BACKGROUND: The incremental usefulness of adding multiple biomarkers from different disease pathways for predicting the risk of death from cardiovascular causes has not, to our knowledge, been evaluated among the elderly. METHODS: We used data from the Uppsala Longitudinal Study of Adult Men (ULSAM), a community-based cohort of elderly men, to investigate whether a combination of biomarkers that reflect myocardial cell damage, left ventricular dysfunction, renal failure, and inflammation (troponin I, N-terminal pro-brain natriuretic peptide, cystatin C, and C-reactive protein, respectively) improved the risk stratification of a person beyond an assessment that was based on the established risk factors for cardiovascular disease (age, systolic blood pressure, use or nonuse of antihypertensive treatment, total cholesterol, high-density lipoprotein cholesterol, use or nonuse of lipid-lowering treatment, presence or absence of diabetes, smoking status, and body-mass index). RESULTS: During follow-up (median, 10.0 years), 315 of the 1135 participants in our study (mean age, 71 years at baseline) died; 136 deaths were the result of cardiovascular disease. In Cox proportional-hazards models adjusted for established risk factors, all of the biomarkers significantly predicted the risk of death from cardiovascular causes.
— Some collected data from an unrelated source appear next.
PR #26686, opened 2023-11-17
Fix : right to show suppliers count on thirdparty index

Kazimir42:
It should be this right i think

### DIFF
--- a/htdocs/societe/index.php
+++ b/htdocs/societe/index.php
@@ -130,7 +130,7 @@ if ($result) {
 		if (isModEnabled('societe') && $user->hasRight('societe', 'lire') && empty($conf->global->SOCIETE_DISABLE_CUSTOMERS) && empty($conf->global->SOCIETE_DISABLE_CUSTOMERS_STATS) && ($objp->client == 1 || $objp->client == 3)) {
 			$found = 1; $third['customer']++;
 		}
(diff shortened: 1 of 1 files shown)


htdocs/societe/index.php
```diff
@@ -130,7 +130,7 @@
 		if (isModEnabled('societe') && $user->hasRight('societe', 'lire') && empty($conf->global->SOCIETE_DISABLE_CUSTOMERS) && empty($conf->global->SOCIETE_DISABLE_CUSTOMERS_STATS) && ($objp->client == 1 || $objp->client == 3)) {
 			$found = 1; $third['customer']++;
 		}
-		if (((isModEnabled('fournisseur') && $user->hasRight('fournisseur', 'facture', 'lire') && empty($conf->global->MAIN_USE_NEW_SUPPLIERMOD)) || (isModEnabled('supplier_order') && $user->hasRight('supplier_order', 'lire')) || (isModEnabled('supplier_invoice') && $user->hasRight('supplier_invoice', 'lire'))) && empty($conf->global->SOCIETE_DISABLE_SUPPLIERS_STATS) && $objp->fournisseur) {
+		if (isModEnabled('fournisseur') && $user->hasRight('fournisseur', 'lire') && empty($conf->global->SOCIETE_DISABLE_SUPPLIERS) && empty($conf->global->SOCIETE_DISABLE_SUPPLIERS_STATS) && $objp->fournisseur) {
```
eldy, line 133: We try to split in a future the module "Supplier" into "Purchase Order" and "Purchase Invoice". This is why we have 2 cases in the test with a if on MAIN_USE_NEW_SUPPLIERMOD (0 = current mode, 1 = the future with 1 module supplier_order and 1 supplier_invoice).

The C statistic increased significantly when the four biomarkers were incorporated into a model with established risk factors, both in the whole cohort (C statistic with biomarkers vs. without biomarkers, 0.766 vs. 0.664; P<0.001) and in the group of 661 participants who did not have cardiovascular disease at baseline (0.748 vs. 0.688, P=0.03). The improvement in risk assessment remained strong when it was estimated by other statistical measures of model discrimination, calibration, and global fit. CONCLUSIONS: Our data suggest that in elderly men with or without prevalent cardiovascular disease, the simultaneous addition of several biomarkers of cardiovascular and renal abnormalities substantially improves the risk stratification for death from cardiovascular causes beyond that of a model that is based only on established risk factors.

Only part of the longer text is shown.